After installing new "O" rings/seals etc. in the hydraulic valve body under the seat, the 3 point mechanism went right up, but will not lower. Thinking it to be a matter of control linkage, I removed the circular inspection plate on side of the case under the right side of the seat. There, I found that the lift pump operating lever (the lever made with two sides joined by cross bars and a crossbar roller at the top) is now without the roller. 

Consequently, the push bar above can not make contact with a roller at the top of the lift pump operating lever. Thus, the operating lever does not move toward the front of the tractor to release the hydraulic pressure. That is one issue, and I have ordered a new lever, with roller bar. 

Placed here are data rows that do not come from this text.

Issue #93, opened 2022-11-14
qenv is not reproducible - library calls


Polkas:
`qenv` is not reproducible as not taking into account libraries from its environment.

```
library(ranger)
qq <- teal.code::new_qenv() |> teal.code::eval_code("a <- ranger")
# code is not reproducible
teal.code::get_code(qq)
# But the code is evaluated properly
qq[["a"]]
```

It will be the best to not take blindly all loaded packages in the Session.
Possible we should not use the parent of Globalenv for default environment, and always demand library calls in the code.

gogonzo:
@Polkas yes I agree that packages from the session info is too much to show and many of the packages in the session are not related to execution within qenv. I think this is more `teal` issue than `teal.code`, as I don't really see the option within qenv to either check if @code has relevant library calls or if it's reproducible. So, I'd like to move it to teal if you agree.

`qenv` is reproducible or not depending on what user push. When one initializes `qenv` it would be a good idea to include library calls also and this is what we do in teal - but I agree, shole sessionInfo is too much. What to do then?

- in teal we can add library calls which are relevant to the code we are passing to tlg-modules
- in tlg-module we can add in the beginning library calls which are needed in the module


Any other ideas?

Polkas:
TL;DR I do not relate this issue in any way to teal or teal apps. qenv should always provide reproducible code or a proper warnings if not. The internal qenv libraries are NEUTRAL for a qenv search.

Because of the default new_env <- rlang::env_clone(env, parent = parent.env(.GlobalEnv)) we are on purpose offering all loaded in the session packages for the qenv. So we open the door for lack of reproducibility as later are not considered when get_code is used. Then it is a clear qenv problem for me. More than that we could not use libraries inside the qenv.

ranger is not loaded as the primary `parent.env(.GlobalEnv)` not known the ranger then.

```
# Restart the session
qq <- teal.code::new_qenv() |> teal.code::eval_code("library(ranger); a <- ranger")
# code is not reproducible
teal.code::get_code(qq)
# But the code is evaluated properly
qq[["a"]]
```

gogonzo:
@Polkas yes true. We might consider shifting libraries also, but I don't think it's the case as `eval_code` is evaluated within a package which already loads some libraries. If `library` call will be really executed, then I think we should do the shuffle.
Let me think more about this so I can prepare comprehensive answer

Polkas:
PROBLEM 1 lack of  library calls in get_code
[...]

PR #157, opened 2023-10-25
library calls possible within a call

gogonzo:
Possible to include `library` call in `eval_code`

https://github.com/insightsengineering/teal.code/issues/93

### DIFF
--- a/R/qenv-eval_code.R
+++ b/R/qenv-eval_code.R
@@ -40,6 +40,9 @@ setMethod("eval_code", signature = c("qenv", "character"), function(object, code
       tryCatch(
         {
           eval(single_call, envir = object@env)
+          if (!identical(parent.env(object@env), parent.env(.GlobalEnv))) {
+            parent.env(object@env) <- parent.env(.GlobalEnv)
+          }
           NULL
         },
         error = function(e) {
--- a/R/qenv-eval_code.R
+++ b/R/qenv-eval_code.R
@@ -41,6 +41,8 @@ setMethod("eval_code", signature = c("qenv", "character"), function(object, code
         {
           eval(single_call, envir = object@env)
           if (!identical(parent.env(object@env), parent.env(.GlobalEnv))) {
+            # needed to make sure that @env is always a sibling of .GlobalEnv
+            # could be changed when any new package is added to search path (through library or require call)
             parent.env(object@env) <- parent.env(.GlobalEnv)
           }
           NULL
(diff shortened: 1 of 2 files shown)


chlebowa:
What if someone detaches a package that si in the middle of the search path (for whatever reason)?

gogonzo:
> What if someone detaches a package that si in the middle of the search path (for whatever reason)?

as far as one uses `eval_code` to do so it's okey from reproducibility perspective

chlebowa:
But you can then lose a function from scope and the condition won't be triggered. I can't decide if that's going to be a problem :thinking:

gogonzo:
> But you can then lose a function from scope and the condition won't be triggered. I can't decide if that's going to be a problem 🤔

Removing namespace and then trying to obtain object from this namespace is a bug introduced by user. In the interactive session this would fail as well. It doesn't seem to be a `qenv` problem.

chlebowa:
Sounds good :+1:

chlebowa (approved):

chlebowa:
We haven't considered that using this feature forces us to call `teal.data` (in practice probably `teal`) before packages required for pre-processing.
Instead of 
```
  library(scda)
  library(scda.2022)
  library(dplyr)
  library(teal.modules.clinical)
  library(teal.modules.general)
  library(teal.osprey)
  library(nestcolor)
  # optional libraries
  library(sparkline)
```
one would do 
```
  library(teal)
  library(scda)
  library(scda.2022)
  library(dplyr)
  library(teal.modules.clinical)
  library(teal.modules.general)
  library(teal.osprey)
  library(nestcolor)
  # optional libraries
  library(sparkline)
```

This leaves us with a different search path:
```
                             old                           new
1                     .GlobalEnv                    .GlobalEnv
2              package:sparkline             package:sparkline
3              package:nestcolor             package:nestcolor
4            package:teal.osprey           package:teal.osprey
5                 package:osprey                package:osprey
6   package:teal.modules.general  package:teal.modules.general
7              package:shinyTree             package:shinyTree
8               package:ggmosaic              package:ggmosaic
9                package:ggplot2               package:ggplot2
10 package:teal.modules.clinical package:teal.modules.clinical
11                  package:tern                  package:tern
12               package:rtables               package:rtables
13            package:formatters            package:formatters
14                  package:teal                 package:dplyr
15        package:teal.transform             package:scda.2022
16              package:magrittr                  package:scda
17            package:teal.slice                  package:teal
18             package:teal.data        package:teal.transform
19                 package:shiny              package:magrittr
20                 package:dplyr            package:teal.slice
21             package:scda.2022             package:teal.data
22                  package:scda                 package:shiny
23                 tools:rstudio                 tools:rstudio
24                 package:stats                 package:stats
25              package:graphics              package:graphics
26             package:grDevices             package:grDevices
27                 package:utils                 package:utils
28              package:datasets              package:datasets
29               package:methods               package:methods
30                     Autoloads                     Autoloads
31                  package:base                  package:base
```

I don't think this should be a problem but it is something we should be aware of.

I tried to operate the lever manually, but it will not move either direction even under strong hand pressure, so it would appear that some valve connected to the lever down lower is stuck or inoperative. If so, that might explain why the roller broke when the push bar contacted the rigid lever. I do not have the repair manual or any schematic of the layout, but it appears that the operating lever, when pushed toward the front of the tractor, releases or opens a valve to drain off hydraulic preeusre from the three point hitch. This valve may be siezed and inoperable.

Has anyone been down this road, and can you explain the valave issue - and tell me what else I may need to purchase, and how to fix this jam? I assume that I will again need to remove the entire top cover - is this correct?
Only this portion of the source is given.